§ **YOUR INSTRUCTIONS**: In the material below, how many lines contain "declared"? Answer with the number alone.

§ **INFORMATION SUPPLIED**:
⁂

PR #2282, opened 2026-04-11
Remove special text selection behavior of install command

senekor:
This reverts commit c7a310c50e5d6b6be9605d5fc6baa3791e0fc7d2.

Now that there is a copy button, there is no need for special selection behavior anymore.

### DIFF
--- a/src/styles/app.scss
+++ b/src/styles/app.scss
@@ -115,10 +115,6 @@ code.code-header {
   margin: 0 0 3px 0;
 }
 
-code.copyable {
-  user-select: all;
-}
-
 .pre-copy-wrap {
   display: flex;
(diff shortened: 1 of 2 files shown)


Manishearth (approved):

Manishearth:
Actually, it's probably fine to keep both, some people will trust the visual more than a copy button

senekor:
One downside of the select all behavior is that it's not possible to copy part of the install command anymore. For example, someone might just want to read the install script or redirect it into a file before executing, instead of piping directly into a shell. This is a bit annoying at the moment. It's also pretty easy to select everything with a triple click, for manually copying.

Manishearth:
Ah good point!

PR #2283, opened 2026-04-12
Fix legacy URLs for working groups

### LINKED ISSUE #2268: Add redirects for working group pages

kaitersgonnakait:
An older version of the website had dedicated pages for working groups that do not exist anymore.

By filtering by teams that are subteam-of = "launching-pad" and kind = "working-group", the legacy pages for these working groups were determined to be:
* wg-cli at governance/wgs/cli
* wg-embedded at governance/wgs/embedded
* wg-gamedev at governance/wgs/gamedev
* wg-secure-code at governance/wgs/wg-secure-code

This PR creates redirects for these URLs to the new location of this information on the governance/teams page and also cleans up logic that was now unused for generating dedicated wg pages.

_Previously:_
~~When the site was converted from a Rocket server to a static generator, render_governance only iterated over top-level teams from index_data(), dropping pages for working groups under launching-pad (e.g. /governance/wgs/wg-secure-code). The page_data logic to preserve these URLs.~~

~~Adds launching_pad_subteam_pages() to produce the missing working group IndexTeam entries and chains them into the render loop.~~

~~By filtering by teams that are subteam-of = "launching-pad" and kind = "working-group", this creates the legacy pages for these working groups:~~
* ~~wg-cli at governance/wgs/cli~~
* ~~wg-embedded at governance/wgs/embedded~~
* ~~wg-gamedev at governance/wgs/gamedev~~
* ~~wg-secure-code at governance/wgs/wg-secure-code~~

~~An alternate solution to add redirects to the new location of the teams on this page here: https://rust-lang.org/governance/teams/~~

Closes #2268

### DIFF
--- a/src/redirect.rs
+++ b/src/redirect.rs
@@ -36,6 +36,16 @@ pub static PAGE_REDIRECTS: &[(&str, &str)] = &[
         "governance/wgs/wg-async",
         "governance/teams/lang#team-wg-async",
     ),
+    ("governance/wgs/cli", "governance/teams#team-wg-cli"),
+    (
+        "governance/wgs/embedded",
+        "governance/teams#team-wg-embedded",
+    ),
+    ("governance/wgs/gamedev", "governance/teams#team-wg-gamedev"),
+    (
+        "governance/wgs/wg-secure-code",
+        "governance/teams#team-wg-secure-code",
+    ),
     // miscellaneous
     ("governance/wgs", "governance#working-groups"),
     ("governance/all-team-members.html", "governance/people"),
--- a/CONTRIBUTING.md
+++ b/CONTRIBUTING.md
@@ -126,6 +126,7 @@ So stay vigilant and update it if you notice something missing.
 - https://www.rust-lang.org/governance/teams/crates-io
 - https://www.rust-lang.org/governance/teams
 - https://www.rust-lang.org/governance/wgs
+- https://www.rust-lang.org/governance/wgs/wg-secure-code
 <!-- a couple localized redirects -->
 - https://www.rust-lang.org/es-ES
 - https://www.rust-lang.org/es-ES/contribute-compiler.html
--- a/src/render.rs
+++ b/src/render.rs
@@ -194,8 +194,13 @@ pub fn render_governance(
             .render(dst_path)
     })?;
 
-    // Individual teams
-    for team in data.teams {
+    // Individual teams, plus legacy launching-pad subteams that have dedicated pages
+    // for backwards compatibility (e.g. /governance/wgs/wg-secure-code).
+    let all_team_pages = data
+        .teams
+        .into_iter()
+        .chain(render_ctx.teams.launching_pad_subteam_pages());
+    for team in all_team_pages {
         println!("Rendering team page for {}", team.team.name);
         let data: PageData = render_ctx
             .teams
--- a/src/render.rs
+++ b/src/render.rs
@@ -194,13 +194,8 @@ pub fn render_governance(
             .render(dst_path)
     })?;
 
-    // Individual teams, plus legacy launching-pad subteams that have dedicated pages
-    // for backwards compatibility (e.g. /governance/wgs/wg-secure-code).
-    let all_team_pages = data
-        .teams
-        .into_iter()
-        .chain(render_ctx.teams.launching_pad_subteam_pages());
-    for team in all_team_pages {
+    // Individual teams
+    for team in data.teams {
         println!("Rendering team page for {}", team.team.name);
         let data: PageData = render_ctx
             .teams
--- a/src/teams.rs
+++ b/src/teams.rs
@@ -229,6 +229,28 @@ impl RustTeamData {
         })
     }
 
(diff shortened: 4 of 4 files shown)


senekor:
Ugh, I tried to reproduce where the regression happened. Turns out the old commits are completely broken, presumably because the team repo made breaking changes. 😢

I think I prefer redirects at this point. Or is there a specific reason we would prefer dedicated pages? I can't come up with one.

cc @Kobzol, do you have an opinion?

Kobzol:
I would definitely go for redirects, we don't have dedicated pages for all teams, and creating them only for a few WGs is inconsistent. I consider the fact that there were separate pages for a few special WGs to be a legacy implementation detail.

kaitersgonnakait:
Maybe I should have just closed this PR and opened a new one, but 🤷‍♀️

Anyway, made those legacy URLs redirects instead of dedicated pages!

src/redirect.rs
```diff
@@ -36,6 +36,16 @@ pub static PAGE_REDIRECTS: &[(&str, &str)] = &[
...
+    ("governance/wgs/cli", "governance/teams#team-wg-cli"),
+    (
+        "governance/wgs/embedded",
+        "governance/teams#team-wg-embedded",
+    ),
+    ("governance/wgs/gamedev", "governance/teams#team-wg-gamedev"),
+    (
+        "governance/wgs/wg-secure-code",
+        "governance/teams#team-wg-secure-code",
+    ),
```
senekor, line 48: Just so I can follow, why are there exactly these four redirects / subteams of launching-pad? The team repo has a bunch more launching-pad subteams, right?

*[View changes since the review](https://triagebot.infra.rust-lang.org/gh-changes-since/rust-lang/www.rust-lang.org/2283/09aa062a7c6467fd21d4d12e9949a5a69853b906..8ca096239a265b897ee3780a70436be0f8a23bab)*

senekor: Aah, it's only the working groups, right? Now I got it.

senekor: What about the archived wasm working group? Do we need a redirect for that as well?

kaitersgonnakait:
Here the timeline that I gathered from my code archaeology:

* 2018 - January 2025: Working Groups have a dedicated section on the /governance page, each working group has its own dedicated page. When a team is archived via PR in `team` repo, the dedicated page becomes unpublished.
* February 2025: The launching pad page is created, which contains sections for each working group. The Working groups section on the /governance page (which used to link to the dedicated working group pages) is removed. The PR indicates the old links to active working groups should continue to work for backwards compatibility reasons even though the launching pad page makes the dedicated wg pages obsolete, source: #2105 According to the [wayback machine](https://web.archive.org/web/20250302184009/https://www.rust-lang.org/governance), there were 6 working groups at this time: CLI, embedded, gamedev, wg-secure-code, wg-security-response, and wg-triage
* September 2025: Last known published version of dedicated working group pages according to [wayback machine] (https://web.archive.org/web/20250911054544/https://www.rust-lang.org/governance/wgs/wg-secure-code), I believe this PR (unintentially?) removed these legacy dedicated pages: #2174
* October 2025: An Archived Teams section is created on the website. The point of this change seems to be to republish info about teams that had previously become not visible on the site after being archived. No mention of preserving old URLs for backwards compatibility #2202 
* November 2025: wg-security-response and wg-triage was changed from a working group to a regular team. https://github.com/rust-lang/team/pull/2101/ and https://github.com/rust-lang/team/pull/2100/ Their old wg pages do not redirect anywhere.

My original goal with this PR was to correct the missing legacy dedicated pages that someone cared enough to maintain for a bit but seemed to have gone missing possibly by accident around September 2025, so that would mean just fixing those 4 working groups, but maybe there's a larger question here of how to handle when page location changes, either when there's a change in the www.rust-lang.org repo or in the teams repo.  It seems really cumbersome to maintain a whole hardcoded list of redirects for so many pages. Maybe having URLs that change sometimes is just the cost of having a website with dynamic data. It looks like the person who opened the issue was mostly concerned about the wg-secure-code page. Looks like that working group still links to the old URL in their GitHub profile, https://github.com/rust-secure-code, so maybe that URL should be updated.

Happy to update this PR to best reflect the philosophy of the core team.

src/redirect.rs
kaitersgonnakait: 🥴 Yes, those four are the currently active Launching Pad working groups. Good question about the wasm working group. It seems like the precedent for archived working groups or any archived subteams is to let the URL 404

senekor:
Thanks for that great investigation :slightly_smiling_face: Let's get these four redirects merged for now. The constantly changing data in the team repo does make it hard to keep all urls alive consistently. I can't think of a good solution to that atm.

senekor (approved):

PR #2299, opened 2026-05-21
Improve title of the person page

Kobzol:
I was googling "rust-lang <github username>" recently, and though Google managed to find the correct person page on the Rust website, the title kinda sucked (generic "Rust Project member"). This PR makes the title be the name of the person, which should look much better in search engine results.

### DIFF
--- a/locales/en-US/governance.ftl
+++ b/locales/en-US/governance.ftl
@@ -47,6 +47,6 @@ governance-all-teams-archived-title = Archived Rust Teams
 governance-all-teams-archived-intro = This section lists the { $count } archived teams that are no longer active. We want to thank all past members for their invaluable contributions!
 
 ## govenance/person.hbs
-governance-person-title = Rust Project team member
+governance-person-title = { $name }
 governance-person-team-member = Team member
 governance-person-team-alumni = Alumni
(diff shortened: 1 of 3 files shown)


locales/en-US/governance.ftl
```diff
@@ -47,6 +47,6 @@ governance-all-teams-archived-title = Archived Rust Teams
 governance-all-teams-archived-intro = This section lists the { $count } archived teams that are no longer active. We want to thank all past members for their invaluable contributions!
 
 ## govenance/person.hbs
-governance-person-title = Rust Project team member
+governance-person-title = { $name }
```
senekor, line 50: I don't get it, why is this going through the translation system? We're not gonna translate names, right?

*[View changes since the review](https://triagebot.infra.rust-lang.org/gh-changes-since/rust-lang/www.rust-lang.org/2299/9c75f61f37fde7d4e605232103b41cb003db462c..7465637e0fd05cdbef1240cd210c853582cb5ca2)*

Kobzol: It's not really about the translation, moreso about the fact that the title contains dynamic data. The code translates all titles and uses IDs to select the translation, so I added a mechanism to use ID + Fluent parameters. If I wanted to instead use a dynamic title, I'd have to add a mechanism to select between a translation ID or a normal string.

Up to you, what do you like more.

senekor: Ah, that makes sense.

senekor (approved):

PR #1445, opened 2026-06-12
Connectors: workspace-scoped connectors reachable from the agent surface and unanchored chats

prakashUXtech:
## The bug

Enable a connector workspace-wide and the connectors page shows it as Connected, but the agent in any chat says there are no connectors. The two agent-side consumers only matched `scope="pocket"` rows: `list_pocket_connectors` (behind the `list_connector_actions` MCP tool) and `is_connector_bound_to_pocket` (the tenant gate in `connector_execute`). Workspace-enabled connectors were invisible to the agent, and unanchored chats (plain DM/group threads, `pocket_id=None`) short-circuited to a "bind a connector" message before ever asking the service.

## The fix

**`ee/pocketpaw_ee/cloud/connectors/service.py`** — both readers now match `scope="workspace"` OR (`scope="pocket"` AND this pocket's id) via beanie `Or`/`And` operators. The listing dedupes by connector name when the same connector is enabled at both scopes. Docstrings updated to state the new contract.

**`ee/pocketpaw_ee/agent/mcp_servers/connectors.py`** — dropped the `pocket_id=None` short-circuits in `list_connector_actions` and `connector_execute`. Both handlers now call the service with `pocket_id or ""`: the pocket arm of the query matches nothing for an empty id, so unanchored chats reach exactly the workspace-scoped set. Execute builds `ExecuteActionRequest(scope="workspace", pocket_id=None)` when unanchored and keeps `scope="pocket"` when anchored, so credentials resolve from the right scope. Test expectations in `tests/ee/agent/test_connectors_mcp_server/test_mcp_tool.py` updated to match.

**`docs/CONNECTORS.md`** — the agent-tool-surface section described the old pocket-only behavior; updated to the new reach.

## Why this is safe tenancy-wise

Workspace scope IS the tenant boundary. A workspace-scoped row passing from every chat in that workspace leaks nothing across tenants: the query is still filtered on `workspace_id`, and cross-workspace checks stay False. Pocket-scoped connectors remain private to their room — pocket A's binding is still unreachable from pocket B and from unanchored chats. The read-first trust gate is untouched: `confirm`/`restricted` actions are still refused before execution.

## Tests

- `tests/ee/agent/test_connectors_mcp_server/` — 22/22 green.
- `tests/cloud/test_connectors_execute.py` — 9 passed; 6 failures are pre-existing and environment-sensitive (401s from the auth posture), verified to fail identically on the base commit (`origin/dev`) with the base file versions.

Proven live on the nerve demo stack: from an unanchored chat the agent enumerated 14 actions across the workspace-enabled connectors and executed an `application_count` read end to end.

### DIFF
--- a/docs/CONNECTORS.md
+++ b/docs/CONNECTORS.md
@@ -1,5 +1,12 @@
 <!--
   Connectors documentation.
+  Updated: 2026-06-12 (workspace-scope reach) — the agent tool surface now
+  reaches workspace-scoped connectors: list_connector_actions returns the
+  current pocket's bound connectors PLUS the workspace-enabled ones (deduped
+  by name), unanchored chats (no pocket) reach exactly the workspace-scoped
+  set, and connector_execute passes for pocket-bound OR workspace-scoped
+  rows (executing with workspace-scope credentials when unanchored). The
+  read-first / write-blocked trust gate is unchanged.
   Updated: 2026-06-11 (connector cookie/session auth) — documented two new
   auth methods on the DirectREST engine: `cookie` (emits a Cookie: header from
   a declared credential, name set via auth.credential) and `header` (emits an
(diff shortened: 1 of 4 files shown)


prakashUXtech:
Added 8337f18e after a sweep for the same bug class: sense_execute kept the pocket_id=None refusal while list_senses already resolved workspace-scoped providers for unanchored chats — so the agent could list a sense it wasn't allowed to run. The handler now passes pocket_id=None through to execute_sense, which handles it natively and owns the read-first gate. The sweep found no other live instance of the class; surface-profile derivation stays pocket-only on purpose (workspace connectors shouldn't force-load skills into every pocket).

⁂

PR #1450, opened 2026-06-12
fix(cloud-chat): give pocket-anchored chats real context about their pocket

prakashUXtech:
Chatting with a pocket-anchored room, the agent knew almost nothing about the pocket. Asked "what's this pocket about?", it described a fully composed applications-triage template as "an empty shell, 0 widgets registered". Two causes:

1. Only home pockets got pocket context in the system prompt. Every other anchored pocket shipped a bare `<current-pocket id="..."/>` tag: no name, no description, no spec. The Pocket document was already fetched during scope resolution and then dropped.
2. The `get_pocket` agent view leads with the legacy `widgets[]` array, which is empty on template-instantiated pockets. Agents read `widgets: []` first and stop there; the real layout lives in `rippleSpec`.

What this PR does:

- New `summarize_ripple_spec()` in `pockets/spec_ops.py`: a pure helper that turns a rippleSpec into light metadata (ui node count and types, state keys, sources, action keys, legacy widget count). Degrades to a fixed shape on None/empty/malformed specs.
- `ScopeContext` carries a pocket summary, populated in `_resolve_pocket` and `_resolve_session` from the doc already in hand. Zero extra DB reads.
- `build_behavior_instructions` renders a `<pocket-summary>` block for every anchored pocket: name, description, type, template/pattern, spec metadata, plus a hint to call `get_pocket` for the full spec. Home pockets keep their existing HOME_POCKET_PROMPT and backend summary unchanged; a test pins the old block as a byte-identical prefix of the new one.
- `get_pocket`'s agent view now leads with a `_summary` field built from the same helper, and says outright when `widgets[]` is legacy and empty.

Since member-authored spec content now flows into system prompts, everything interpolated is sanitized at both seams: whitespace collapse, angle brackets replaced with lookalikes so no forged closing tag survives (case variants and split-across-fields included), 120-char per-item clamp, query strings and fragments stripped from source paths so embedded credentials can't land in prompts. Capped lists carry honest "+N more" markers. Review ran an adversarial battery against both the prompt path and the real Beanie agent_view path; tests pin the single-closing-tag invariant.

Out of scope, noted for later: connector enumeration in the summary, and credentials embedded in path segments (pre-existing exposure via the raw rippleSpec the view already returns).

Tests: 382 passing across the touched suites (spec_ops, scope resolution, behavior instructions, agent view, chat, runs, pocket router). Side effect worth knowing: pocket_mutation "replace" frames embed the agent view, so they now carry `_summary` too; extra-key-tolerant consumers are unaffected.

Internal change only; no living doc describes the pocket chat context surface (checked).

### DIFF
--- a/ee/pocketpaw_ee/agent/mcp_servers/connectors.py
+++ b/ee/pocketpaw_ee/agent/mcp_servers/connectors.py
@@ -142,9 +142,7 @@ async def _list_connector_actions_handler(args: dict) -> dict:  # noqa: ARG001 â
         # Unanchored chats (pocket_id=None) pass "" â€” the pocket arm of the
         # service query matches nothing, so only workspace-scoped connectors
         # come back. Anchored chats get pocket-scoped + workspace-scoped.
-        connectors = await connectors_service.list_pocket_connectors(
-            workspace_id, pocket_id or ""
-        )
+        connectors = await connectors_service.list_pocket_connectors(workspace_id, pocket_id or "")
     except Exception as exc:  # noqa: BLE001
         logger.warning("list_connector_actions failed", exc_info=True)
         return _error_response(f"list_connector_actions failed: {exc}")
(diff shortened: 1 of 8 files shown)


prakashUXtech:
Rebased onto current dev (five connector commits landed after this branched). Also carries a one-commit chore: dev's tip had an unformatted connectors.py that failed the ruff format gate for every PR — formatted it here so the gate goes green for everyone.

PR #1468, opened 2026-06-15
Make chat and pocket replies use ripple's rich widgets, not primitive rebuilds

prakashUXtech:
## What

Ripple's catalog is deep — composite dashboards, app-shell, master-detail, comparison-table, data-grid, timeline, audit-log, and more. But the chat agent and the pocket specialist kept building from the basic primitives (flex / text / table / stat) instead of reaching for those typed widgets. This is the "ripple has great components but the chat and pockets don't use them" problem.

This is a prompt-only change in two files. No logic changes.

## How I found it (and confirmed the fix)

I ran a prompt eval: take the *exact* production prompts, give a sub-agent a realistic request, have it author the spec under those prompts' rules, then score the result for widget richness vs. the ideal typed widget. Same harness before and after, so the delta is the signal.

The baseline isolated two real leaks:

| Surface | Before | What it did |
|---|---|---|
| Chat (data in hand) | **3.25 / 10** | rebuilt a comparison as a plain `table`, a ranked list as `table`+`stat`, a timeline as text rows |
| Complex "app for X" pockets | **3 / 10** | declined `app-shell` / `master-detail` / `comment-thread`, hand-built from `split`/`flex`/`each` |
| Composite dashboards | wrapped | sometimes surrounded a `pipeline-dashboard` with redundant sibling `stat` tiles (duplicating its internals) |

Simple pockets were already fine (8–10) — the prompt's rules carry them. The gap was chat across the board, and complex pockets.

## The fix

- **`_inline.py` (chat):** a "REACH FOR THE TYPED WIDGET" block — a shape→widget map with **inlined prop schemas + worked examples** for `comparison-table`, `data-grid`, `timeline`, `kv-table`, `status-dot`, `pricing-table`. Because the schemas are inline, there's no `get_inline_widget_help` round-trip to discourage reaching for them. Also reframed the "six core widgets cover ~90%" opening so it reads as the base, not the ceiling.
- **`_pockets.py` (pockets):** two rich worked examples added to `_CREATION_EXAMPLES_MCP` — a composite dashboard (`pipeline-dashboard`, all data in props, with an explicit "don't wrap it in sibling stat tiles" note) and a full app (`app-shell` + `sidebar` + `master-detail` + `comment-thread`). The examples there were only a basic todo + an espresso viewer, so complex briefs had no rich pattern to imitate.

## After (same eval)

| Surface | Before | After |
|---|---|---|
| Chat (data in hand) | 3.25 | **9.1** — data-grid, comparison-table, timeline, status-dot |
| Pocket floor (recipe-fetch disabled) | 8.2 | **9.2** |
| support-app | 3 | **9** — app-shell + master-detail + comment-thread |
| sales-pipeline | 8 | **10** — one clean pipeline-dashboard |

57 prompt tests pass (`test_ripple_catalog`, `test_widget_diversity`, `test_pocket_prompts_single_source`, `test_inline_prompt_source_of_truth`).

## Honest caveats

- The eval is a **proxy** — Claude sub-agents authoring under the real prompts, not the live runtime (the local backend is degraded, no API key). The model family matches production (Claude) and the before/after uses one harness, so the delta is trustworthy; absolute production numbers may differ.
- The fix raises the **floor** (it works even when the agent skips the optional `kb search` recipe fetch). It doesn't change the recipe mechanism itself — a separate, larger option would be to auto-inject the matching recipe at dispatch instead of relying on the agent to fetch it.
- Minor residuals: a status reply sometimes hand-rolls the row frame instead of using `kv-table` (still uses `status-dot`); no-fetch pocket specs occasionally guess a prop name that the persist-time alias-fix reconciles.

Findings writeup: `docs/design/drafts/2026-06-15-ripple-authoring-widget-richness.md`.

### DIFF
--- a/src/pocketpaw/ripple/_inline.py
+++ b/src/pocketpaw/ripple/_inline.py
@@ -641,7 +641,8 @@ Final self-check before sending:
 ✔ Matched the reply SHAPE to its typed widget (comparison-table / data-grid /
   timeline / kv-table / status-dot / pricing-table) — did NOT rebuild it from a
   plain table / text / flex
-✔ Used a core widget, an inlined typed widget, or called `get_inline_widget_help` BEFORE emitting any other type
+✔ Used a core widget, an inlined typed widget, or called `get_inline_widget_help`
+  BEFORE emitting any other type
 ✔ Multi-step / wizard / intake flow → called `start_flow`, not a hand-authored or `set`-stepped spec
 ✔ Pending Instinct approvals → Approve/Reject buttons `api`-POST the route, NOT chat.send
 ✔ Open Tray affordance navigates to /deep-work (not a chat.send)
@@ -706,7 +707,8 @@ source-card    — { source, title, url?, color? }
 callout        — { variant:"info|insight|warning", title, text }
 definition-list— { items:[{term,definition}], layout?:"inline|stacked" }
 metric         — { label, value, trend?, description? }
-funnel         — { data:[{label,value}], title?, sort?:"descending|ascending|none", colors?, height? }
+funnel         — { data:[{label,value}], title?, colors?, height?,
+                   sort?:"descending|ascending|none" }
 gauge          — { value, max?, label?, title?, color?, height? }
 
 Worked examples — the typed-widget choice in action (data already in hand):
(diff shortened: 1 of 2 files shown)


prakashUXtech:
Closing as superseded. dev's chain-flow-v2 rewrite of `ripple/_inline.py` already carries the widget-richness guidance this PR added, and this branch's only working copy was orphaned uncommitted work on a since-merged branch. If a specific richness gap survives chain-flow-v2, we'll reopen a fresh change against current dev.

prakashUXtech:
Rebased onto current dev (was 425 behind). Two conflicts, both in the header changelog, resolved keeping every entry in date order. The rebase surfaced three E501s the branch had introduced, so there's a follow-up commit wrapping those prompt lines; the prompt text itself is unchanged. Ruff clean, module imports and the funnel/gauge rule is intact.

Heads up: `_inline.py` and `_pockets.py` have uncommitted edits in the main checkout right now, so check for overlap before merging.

⁂

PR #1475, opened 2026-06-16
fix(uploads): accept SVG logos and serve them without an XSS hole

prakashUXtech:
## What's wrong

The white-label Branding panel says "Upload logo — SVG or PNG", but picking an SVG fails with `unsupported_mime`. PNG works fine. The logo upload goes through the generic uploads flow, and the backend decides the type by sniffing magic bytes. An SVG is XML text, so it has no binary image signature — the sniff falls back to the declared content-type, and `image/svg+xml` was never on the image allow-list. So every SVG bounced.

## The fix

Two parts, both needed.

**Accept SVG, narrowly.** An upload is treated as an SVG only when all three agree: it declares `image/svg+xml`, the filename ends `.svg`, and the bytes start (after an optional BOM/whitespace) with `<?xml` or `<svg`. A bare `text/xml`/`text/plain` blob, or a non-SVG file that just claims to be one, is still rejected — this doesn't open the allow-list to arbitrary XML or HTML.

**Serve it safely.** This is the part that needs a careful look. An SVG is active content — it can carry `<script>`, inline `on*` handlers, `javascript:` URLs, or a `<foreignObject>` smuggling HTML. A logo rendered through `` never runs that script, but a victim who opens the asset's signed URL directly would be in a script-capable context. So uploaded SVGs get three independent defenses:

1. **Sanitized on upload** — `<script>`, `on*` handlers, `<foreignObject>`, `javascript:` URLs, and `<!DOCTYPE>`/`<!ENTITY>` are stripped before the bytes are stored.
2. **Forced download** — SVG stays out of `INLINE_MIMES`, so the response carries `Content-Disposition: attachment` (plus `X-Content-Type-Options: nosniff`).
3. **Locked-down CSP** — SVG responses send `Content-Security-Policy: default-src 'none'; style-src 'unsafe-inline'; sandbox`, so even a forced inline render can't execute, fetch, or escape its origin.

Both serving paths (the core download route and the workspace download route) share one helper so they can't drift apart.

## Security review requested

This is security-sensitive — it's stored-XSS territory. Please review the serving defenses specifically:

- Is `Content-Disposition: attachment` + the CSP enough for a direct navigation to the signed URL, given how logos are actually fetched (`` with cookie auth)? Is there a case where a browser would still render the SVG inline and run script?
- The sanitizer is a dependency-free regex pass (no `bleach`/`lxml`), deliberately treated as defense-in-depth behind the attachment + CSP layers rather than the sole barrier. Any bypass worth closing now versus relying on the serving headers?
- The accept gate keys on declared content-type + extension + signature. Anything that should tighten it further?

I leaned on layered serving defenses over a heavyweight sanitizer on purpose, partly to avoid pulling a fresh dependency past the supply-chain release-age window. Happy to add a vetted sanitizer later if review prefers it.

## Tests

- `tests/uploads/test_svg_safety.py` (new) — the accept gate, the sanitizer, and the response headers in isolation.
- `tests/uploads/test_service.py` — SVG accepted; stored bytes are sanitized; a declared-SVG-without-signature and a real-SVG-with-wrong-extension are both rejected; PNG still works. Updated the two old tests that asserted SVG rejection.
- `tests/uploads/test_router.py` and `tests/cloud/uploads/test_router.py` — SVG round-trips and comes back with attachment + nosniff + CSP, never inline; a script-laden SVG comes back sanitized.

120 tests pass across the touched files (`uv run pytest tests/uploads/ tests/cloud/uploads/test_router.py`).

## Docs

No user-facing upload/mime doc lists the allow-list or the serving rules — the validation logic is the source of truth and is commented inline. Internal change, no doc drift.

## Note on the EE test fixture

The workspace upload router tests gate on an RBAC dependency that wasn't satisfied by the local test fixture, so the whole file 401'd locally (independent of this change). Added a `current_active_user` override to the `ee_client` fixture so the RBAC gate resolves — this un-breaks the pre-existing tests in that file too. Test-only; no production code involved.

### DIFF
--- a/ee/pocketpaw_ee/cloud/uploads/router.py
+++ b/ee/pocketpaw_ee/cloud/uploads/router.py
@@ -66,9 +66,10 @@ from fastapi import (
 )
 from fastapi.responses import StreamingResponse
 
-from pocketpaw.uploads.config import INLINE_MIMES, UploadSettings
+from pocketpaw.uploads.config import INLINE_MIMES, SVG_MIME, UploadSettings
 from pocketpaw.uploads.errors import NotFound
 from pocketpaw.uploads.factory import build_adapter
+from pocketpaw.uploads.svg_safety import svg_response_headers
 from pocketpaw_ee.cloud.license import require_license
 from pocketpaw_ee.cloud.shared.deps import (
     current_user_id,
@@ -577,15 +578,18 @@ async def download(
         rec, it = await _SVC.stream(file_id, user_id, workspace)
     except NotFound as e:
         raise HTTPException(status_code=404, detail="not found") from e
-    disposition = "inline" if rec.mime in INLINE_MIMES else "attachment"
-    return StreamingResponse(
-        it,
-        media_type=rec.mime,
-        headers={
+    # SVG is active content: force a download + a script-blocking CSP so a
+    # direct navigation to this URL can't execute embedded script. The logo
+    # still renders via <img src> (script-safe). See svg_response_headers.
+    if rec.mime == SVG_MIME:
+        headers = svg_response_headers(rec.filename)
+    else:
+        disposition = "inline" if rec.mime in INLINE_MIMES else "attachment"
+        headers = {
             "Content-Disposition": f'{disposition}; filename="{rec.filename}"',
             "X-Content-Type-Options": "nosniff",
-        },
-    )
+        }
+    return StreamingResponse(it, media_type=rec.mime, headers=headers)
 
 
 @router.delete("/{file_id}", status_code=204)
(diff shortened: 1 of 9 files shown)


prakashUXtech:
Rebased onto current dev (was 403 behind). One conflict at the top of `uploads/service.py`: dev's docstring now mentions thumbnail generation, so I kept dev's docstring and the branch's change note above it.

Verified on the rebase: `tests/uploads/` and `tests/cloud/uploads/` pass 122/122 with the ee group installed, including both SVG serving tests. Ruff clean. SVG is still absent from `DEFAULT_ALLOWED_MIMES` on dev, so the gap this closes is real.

⁂

§ **WRITTEN RESPONSE**: 4